Удивительно, что в эту ночь никто не утонул и никого не убили. Народ шатался по переходам; попадая на лестницу, не видели, куда она ведет, и шли наугад. Никто не знал, где остальные, да и где находится он сам. Оставалось одно — ощупью пробираться вперед, пока в конце концов не попадешь на палубу. Один из наших ребят упал с трапа в машинное отделение, где плескалось пять футов воды, и спасался оттуда вплавь. Он вопил так, что таможеннику, считай, повезло, что он не слышал этого голоса, несущегося из чрева корабля. Иначе бедняга мог бы запросто прыгнуть за борт.
И все же среди нас нашлись практичные парни. Один принес на борт «Джозефины» семнадцать костюмов. Он ходил по «Лейчестеру» пустым, только надевал костюмы один на другой, пока мог двигаться. Потом он перебрался на буксир, где разделся, и вновь отправился за грузом.
Кто-то нашел корабельный сейф и отправился за газовым резаком. Но потом вдруг заинтересовался сувенирной музыкальной шкатулкой, о которую он споткнулся, и в итоге удовольствовался ею.
Я как раз вернулся на «Джози», когда услышал, что подходит моторка, и понял — это капитан. Он поднялся на борт и спросил, где Велли. Я ответил, что он, наверное, на корабле.
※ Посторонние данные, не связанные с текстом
PR #3, opened 2025-09-28
fix some small issues about thread safety and add requirements.txt

KouweiLee:
I went through the code about action and found some small issues. So I made the following fixes:
- Introduced thread-local storage for managing the current entity in the Runtime class, improving thread safety.
- Add one requirements.txt


examples/demo1/simple_demo.py
```diff
@@ -15,9 +15,9 @@
 sys.path.insert(0, str(project_root_parent))
 
 from robonix.uapi.log import logger
-from robonix.uapi import create_runtime_manager, set_runtime
+from robonix.uapi import create_runtime_manager, set_runtime, RuntimeManager, Runtime
```
enkerewpo, line 18: the `RuntimeManager` is deprecated now

PR #9, opened 2025-10-29
add find chair example and llm skill

lhw2002426:


robonix/capability/nav2_webots_tiago/plugins/ros2_navigation/lib.py
```diff
@@ -74,6 +74,6 @@ def set_goal(x, y, yaw) -> str:
     return func_status
     
 if __name__ == "__main__":
-    rclpy.init()
+    # rclpy.init()
```
ken4647: Can this line be removed directly?

PR #17, opened 2026-01-08
Fix the issue where run.sh deletes the container upon exit after creating it from an image each time.

LittleRookie1115:
## Description
This PR modifies `run.sh` to support iterative development in a local container by making two key changes:

1. **Removes the `--rm` flag** (line 104) from the `docker run` command, allowing the container to persist after exit for inspection and reuse.
2. **Adds a check for existing running containers** with the same name before creating a new one. This prevents errors and allows developers to repeatedly modify and test within the same local container environment.

These changes are especially helpful for developers who are new to the project, as they enable a stable, long-term development environment within a single container, eliminating the need to rebuild from scratch for every test.


enkerewpo:
The CI will check commit messages format according to https://www.conventionalcommits.org/en/v1.0.0/#summary
(Commits starting with "Merge ..." are ignored)

You can rename your commit with "fix: ..." to pass the PR CI checking

PR #32, opened 2026-05-06
Dev liaison

kaileliu:
Robonix integration with Liaison voice interaction

Built on the Robonix dev branch, this work wires Liaison’s multimodal input path: text is forwarded through Liaison; voice is handled via ASR, TTS, and related services under a single Liaison orchestration layer; TUI tests pass.
Voiceprint (speaker) identification is not included yet and can be added later.
This change adds voice interaction to Robonix. Previously users could only talk to the system via text; now, in the TUI, Ctrl+V runs the full pipeline record → speech recognition → reasoning → speech synthesis automatically.


enkerewpo (approved):
OK

enkerewpo:
I will take it from here and rebase the code to `dev` later since there have been some code structure and api changes, so I raw merged it into the tmp branch `dev-liaison` just now.

You can also commit to `dev-liasion` directly in `syswonder/robonix` later, and there will be another PR for `dev-liaison` to `dev`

— Ясно. А где же команда? Я хочу перейти на новую якорную стоянку.
Пришлось сказать ему, что и этого не знаю. Но капитан увидел странные фигуры, слоняющиеся по палубе «Лейчестера» с наволочками, висящими за спиной в виде рюкзаков. Капитан разразился бранью, вопя, что немедленно отправится на «Лейчестер». Он намеревался побыстрее вернуть команду на борт, но это наверняка заняло бы очень много времени.
К середине ночи лихорадка начала спадать, а еще через час все вернулись на борт «Джози». Коули никому не сказал ни слова, но утром послал помощника сказать нам, что дверь каюты капитана с утра будет открыта, а в полдень закрыта, заперта и опечатана. Больше ему ничего говорить не пришлось. Лихорадка к этому времени прошла. Все утро мы встречали моряков, направлявшихся в каюту капитана с оттопырившимися куртками или рубахами.